I phoned and read the 2 letters included in my return, they claim they never saw them and claimed they did not undrstand what they ment

Maybe they will revise the assesment, I give them another 2 weeks, if nothing develops it will be "OFFICIAL OPPOSITION TO A TAX ASSESMENT BY REGISTERD LETTER ( 90 days from Jan 4 2013)

Their problem is simple, they entered the figures from the T5.... 5.000$ foreign income but never read the 2 letters, included im my return, filed on paper

You can't ask this to the governement dummies in Ottawa :stupid::tongue-new:


----------



## warp (Sep 4, 2010)

Funny, I had the absolute same thought and concern. 
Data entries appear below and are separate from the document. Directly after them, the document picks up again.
PR #2016, opened 2024-10-25
Clean up HTTP client internals further

nvie:
This further cleans up HTTP client details in the client, a continuation of the work we already started here.

### DIFF
--- a/packages/liveblocks-core/src/room.ts
+++ b/packages/liveblocks-core/src/room.ts
@@ -1624,21 +1624,6 @@ export function createRoom<
     delegates.authenticate()
   );
 
-  async function httpPostToRoom(
-    endpoint: "/send-message" | "/text-metadata",
-    body: JsonObject
-  ) {
-    return httpClient1.fetch(
-      endpoint === "/send-message"
-        ? url`/v2/c/rooms/${config.roomId}/send-message`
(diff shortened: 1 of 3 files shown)


packages/liveblocks-core/src/room.ts
```diff
@@ -1624,47 +1626,28 @@ export function createRoom<
...
   async function createTextMention(userId: string, mentionId: string) {
-    return httpClient1.fetch(url`/v2/c/rooms/${config.roomId}/text-mentions`, {
-      method: "POST",
-      body: JSON.stringify({
-        userId,
-        mentionId,
-      }),
+    await httpClient1.rawPost(url`/v2/c/rooms/${config.roomId}/text-mentions`, {
+      userId,
+      mentionId,
```
nvie, line 1632: I intentionally did not introduce a behavioral change here. For each of these `.rawGet()`, `.rawPost()`, etc calls we currently do, we should ideally convert those to `.get()`, `.post()` etc on a case-by-case basis, and be sure that it's okay that those calls would throw the response in case of an error. If the call site is not expecting a throw, it may be breaking change, that's why I kept this around for now.

Ideally we convert them all, and then remove the `.rawXxx()` methods from the client.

I just know that when I file my 2012 taxes, soon, and incluse a letter elected to take Section 86.1 to defer/ remove the "foreign dividend" amount included on my T% for the Kraft spinoff, the people at CRA will be clueless to what it means, even though they insist we do it.

I can just see getting my assessment for 2012 and seeing the same thing you did on your 2011 assessment letter, disallowing or ignoring the election to use section 86.1.

Your quote : "I phoned and read the 2 letters included in my return, they claim they never saw them and claimed they did not undrstand what they ment"

I have phoned CRA many times, and many times the agents are clueless and do not understand the questions I ask, let alone giving the right answer.

Our tax code is a mess, plain and simple.


----------